Bantu FC
- Full name: Bantu Football Club
- Nickname: A Mats'o Matebele
- Founded: 1927
- Ground: Leshoboro Seeiso Sports Complex Mafeteng, Lesotho
- Capacity: 7,000^{[citation needed]}
- Chairman: Leuta John Leuta
- Coach: Motheo Mohapi
- League: Lesotho Premier League
- 2025–26: 3rd of 16
| Home colours | Away colours | Third colours |

= Bantu FC =

Association football club in Lesotho

Bantu Football Club is a Lesotho football club based in Mafeteng. The team currently plays in the Lesotho Premier League. It last won the Premier League in the 2022–23 season with 68 points.

==History==

Bantu F.C. was formed in 1927 as Flying Sweeps of Mafeteng and later renamed Bantu F.C. The founders were the then district Commissioner Button in Consultation with the four Principal Chiefs of Mafeteng.

The team was given the name Bantu after it was alleged that the first tribes to arrive in the district were Matebele hence the chiefs had to rule different tribes and clans which were all the Bantu speaking people. Thus, the rationale behind the name was meant to unite all the tribes in Mafeteng.

The team has always been regarded as a district number one priority in Mafeteng district. The traditional colours of Bantu are black and gold which are the celebrated colours of Mafeteng district. The team is nicknamed A Mats’o Matebele and its supporters Makaota. Home stadium is Leshoboro Seeiso Sports Complex in Mafeteng, alternative stadiums are Setsoto and Maputsoe DiFA in Maseru and Leribe respectively.

==Performance in CAF competitions==
Bantu represented Lesotho for the first time in CAF Competitions by appearing at the CAF Cup Winners Cup (Confederations Cup) in 1993. Bantu was drawn against Black Africa of Namibia and for the first leg of the preliminary round; it had to travel for a long distance by bus from Mafeteng to Windhoek, Namibia only to find that their opponents won’t play because of Political instability in the country. Then, Bantu progressed to the second round where they played against Witbank Black Aces of South Africa.

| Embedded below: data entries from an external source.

PR #4817, opened 2024-07-24
fix: make `elabAsElim` aware of explicit motive arguments

### LINKED ISSUE #4347: The motive argument to `False.rec` is explicit but elaboration does not use a supplied positional argument as the motive
### Description

One normally expects the motive argument for eliminators to be implicit, but for `False.rec` it is explicit. This interacts in a confusing way with the app eliminator since this explicit argument does not make use of the supplied positional arguments.

### Context

This question has come up a couple times recently: Zulip [discussion 1](https://leanprover.zulipchat.com/#narrow/stream/270676-lean4/topic/Signature.20of.20.60False.2Erec.60/near/441354391) and [discussion 2](https://leanprover.zulipchat.com/#narrow/stream/270676-lean4/topic/Need.20of.20.40.20in.20False.2Erec/near/442638039)

### Steps to Reproduce

As one can see, the type of `False.rec` is
```lean
#check False.rec -- False.rec.{u} (motive : False → Sort u) (t : False) : motive t
```
It has an explicit argument for the motive.

However, using `False.rec` with an explicit motive throws an error:
```lean
def bar (h : False) : Nat := False.rec (fun _ => Nat) h
/-
application type mismatch
  False.rec ?m.29 fun x => Nat
argument
  fun x => Nat
has type
  ?m.31 → Type : Sort (max 2 ?u.30)
but is expected to have type
  False : Prop
-/
```
This is because it's being elaborated as an eliminator, which causes the elaborator to solve for the motive and ignore that it's a positional argument.

The expected behavior is for explicit arguments to be filled positionally from supplied arguments.

A workaround is to write `@False.rec (fun _ => Nat) h` instead to disable elaborating as an eliminator.

### Versions

4.8.0-rc2

### Discussion

These are some potential solutions:
1. Make sure that the motive argument for `False.rec` is implicit.
2. Make the ElabAsElim code check to see if the motive argument is explicit, and if it is, use a positional argument. Users can supply `_` if it is meant to be solved for. If `x : False`, then `x.rec` on its own should be the same as `False.rec _ x`.

They are not mutually exclusive, and even if the first is implemented, the second could still be useful for user `@[elab_as_elim]` declarations.

### Impact

kmill:
Some eliminators (such as `False.rec`) have an explicit motive argument. The `elabAsElim` elaborator assumed that all motives are implicit.

If the explicit motive argument is `_`, then it uses the elab-as-elim procedure, and otherwise it falls back to the standard app elaborator.

Furthermore, if an explicit elaborator is not provided, it falls back to treating the elaborator as being implicit, which is convenient for writing `h.rec` rather than `h.rec _`. Rationale: for `False.rec`, this simulates it having an implicit motive, and also motives are generally not going to be available in the expected type.

Closes #4347

### DIFF
--- a/tests/lean/run/1697.lean
+++ b/tests/lean/run/1697.lean
@@ -8,7 +8,7 @@ error: cannot evaluate expression that depends on the `sorry` axiom.
 Use `#eval!` to evaluate nevertheless (which may cause lean to crash).
 -/
 #guard_msgs in
-#eval show Nat from False.rec (by decide)
+#eval show Nat from False.elim (by decide)
 
 /--
 warning: declaration uses 'sorry'


nomeata:
Just based off the PR description: did you consider the alternative of making all motives implicit? Or is there a good reason to make them explicit it some cases?

kmill:
@nomeata Yes, and that's a good question that's worth discussing here. First, there's [Leo's comment](https://github.com/leanprover/lean4/issues/4347#issuecomment-2148585463) about how eliminators like `False.rec` come from the kernel, and so we should fix the elaborator. Second, user eliminators do sometimes have explicit motives for whatever reason.

nomeata:
Thanks, these are good points.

- CAF Champions League: 4 appearances

 2015– preliminary round
 2017 – preliminary round
 2018 – first round
 2020 – preliminary round

- CAF Cup Winners' Cup: 2 appearances

 1994 – first round
 1998 – preliminary round

- CAF Confederation Cup: 1 appearance

 2018 – play-off round

== Honours ==

=== League ===

- Lesotho Premier League
  - Winners (5): 2013–14, 2016–17, 2017–18, 2019–20, 2022–23

=== Cup competitions ===

- Independence Cup
  - Winners (8): 1963, 1993, 1997, 2011, 2012, 2013, 2015, 2017

- Top 8 Cup
  - Winners (1): 2016

- People's Cup
  - Winners (1): 2025

==Former coaches==
- Bob Atang Mafoso
- Moeketsi Abram Mongoya
- Thabo Tsutsulupa
- Bob Atang Mafoso
- James Madidilane
- Katiso Mojakhomo
- Motlatsi Shale
- Caswell Moru
- Ntebele 'Tata Mcholene' Taole
- Mokhele Mokhele
- Lehlohonolo Thotanyane
- LES Charles Manda (2025–2026)
- LES Motheo Mohapi (2026–)

==Sponsorship==
In September 2025, the club signed a three-year M2.16 million sponsorship deal with Naledi Funeral Planners.